Kava is staying true to their commitment of helping as many crypto enthusiasts as possible in different parts of the world to enjoy the best possible experience with the launch of the Kava 5.1. In a related development, Kava now enables institutions to earn up to 45% APR on Bitcoin holdings without being exposed to counterparty risk. The Kava 5.1 offers an optimized baselayer infrastructure as well as an upgrade to its borrow side functionality.
“As more enterprises and financial institutions adopt bitcoin and cryptocurrencies, the more valuable the Kava DeFi platform will become as it enables this new wave of financially minded users with a way to finally put their assets to work and make Bitcoin and other cryptos into a cash-flowing asset on their balance sheets.” – Brian Kerr, CEO of Kava Labs.
The world of cryptocurrency has evolved over the years, with its features attracting millions of people from different parts of the world. In a similar vein, Bitcoin and other forms of crypto have enabled users to take control of funds by eliminating banks and middlemen. Unfortunately, the great power in the hands of people comes with responsibility, which is where the Kava platform is particularly helpful.

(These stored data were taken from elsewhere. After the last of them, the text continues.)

PR #166, opened 2021-06-03
allow override of dtls role on send/receive

artushin:
I'm not sure what the benefit of passing the dtls role of `server` is on producers, but having the ability to override to `client` so that the server can determine crypto algorithms is useful. Attached is a proposal for this override.


ibc:
I'm afraid this PR is wrong. DTLS role is not a Producer/Consumer setting but a Transport setting. There is no sense in passing `localDtlsRole` in `produce()` or `consume()` calls.

artushin:
No problem, mostly this PR was just to see if you were ok with the override itself. I can update it for better design.

Setting it via transport options was what I initially looked at doing but _setupTransport happens off the calls to send/receive and that's where the following occurs in the handlers:

```
		// Get our local DTLS parameters.
		const dtlsParameters =
			sdpCommonUtils.extractDtlsParameters({ sdpObject: localSdpObject });

		// Set our DTLS role.
		dtlsParameters.role = localDtlsRole;
```

I assumed this functionality is handler specific but looking again it doesn't seem to be. It seems like (in RemoteSdp) you should be able to just wrap

```
this._dtlsParameters!.role = role;
```

in a conditional

```
if (!this._dtlsParameters!.role) {
  this._dtlsParameters!.role = role;
}
```

and then you just pass the role as part of the transport options and the _setupTransport doesn't override it.

You could then just remove the 
```
		// Set our DTLS role.
		dtlsParameters.role = localDtlsRole;
```

from _setupTransport in the handlers.

artushin:
@ibc Any thoughts on my previous comment?

ibc:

Institutional investors have been paying increasing attention to Bitcoin in recent months, with the growing number of publicly traded companies having a Bitcoin treasury providing a strong indication of things to come.
Bitcoin Attracts The Attention Of Institutional Investors
Bitcoin has witnessed a surge in interest from institutional investors. In addition to the price hype, institutional investors seeking exposure to the world’s leading cryptocurrency is major news in the digital currency world. Companies have opted for the purchase of Bitcoin as part of their treasury as opposed to buying future contracts. The likes of MicroStrategy, Tesla, and Meitu have come out to support their decision, despite the volatility of Bitcoin and the crypto market.

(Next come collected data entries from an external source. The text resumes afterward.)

PR #173, opened 2021-07-14
Allow setting RtpEncodingParameters for individual encodings

t-mullen:
## Description

Adds an optional second parameter to `Producer::setRtpEncodingParameters` that allows applications to specify the index of the encoding to modify. Not providing this second parameter will modify all encodings just like before.

## Usecases
I have a few uses for this - just some examples:
1) Disabling lower-indexed encodings (similar to `setMaxSpatialLayer` but reversed).
2) Modifying `scaleResolutionDownBy` depending on the current source resolution of the track.


nazar-pc:
In Firefox encodings are in the reverse order comparing to other browsers, this doesn't seem to account for that.

t-mullen:
After some discussion elsewhere, going to reopen with an a slightly different API. #174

The major concern at the moment is what the future holds for Bitcoin and the digital currency world. While it has taken years to get these companies’ attention, there are still few reasons besides the speculative asset to ensure they hold onto their BTC portfolio for a while.
One of the most prominent features of the Kava 5.1 is the updated HARD protocol. The functionality will particularly appeal to institutional players, especially businesses that use current Bitcoin holdings as collateral for loans. The upgrade provides borrowing with variable interest rates and HARD tokens’ distribution to suppliers and borrowers alike. Kava also provides a significant passive income stream that institutions can explore by turning their Bitcoin into a cash-flow asset.
The option of lending and borrowing is an increasingly popular aspect of decentralized finance. However, Bitcoin’s role in DeFi remains minimal, as few protocols support the world’s leading currency in its native form, requiring users to convert their holdings to a tokenized or wrapped version. Protocols that support Bitcoin natively can benefit from the growing interest in cryptocurrencies by institutional investors.
The demand for Bitcoin-oriented DeFi solutions is expected to grow as the crypto world experiences the influx of more players. However, catering to the needs of institutional-grade players is the next order of business, which requires solutions providers to offer compelling options.